Jean-Raphaël Alventosa, le médiateur, confirme à 20 Minutes avoir été saisi par ces trois partis. « Ces partis ont commencé leurs demandes très tôt, rappelle Jean-Raphaël Alventosa. Tout ça, c’est en train de s’expliquer, mais ce n’est pas simple, cela prend du temps. Celui qui prête en général aime bien savoir qui va le rembourser et il y a des alliances (entre partis) qui sont en train de se faire. »

Pour le médiateur, ce sont les nouvelles réglementations qui expliquent ces délais de réponse des banques : « il y a eu une crise fin 2008 et on s’est aperçu que les banques, pas forcément en France, faisaient des prêts à n’importe qui n’importe comment. La régulation bancaire est devenue plus forte depuis. Le deuxième facteur, ce sont un certain nombres d’affaires qui ont défrayé la chronique en France et ailleurs ces dernières années. Tout le monde en a pâti et la réglementation a été renforcée. » Une allusion aux affaires Bygmalion ou Jérôme Cahuzac et à la loi pour la confiance dans la vie publique, qui a notamment créé cette fonction de médiateur.
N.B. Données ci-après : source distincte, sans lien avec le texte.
PR #141, opened 2022-06-05
Update getting-started.md

furetosan:
Simple grammar

Don't mean to bother


romdotdog:
This is incorrect grammar, afaik. Already, by dictionary, means "so soon" among other things and that's its connotation here.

« Les banques prennent plus de risques » en finançant un politique

Dans un communiqué publié en février, la Fédération bancaire française (FBF), qui représente toutes les banques installées en France, rappelle que « les banques financent les campagnes électorales via des crédits accordés aux candidats personnes physiques en fonction de leur capacité de remboursement personnelle et ce, dans un cadre plus contraint en raison des dispositions sur la lutte contre le blanchiment et sur le financement des campagnes électorales et avec un risque non assurable : l’invalidation possible des comptes de campagne ».

« Concrètement, quand une banque doit se pencher sur le financement d’un politique, la loi lui demande de vérifier sa rémunération, son patrimoine, et un certain nombre d’autres éléments auprès de lui et de son entourage. Soit une connaissance plus approfondie que pour un client lambda », assure un expert bancaire. « Les banques prennent plus de risques car si elles financent un candidat et que derrière, on s’aperçoit qu’il y a des financements anormaux, il peut y avoir des répercussions en termes d’image voire même des sanctions ». Diminuer ce risque, c’est une des pistes qu’a à l’œil le médiateur, qui « fera un diagnostic à froid » et remettra un rapport après les élections.

* Contactés par 20 Minutes, Les Républicains n’ont pas répondu à nos sollicitations.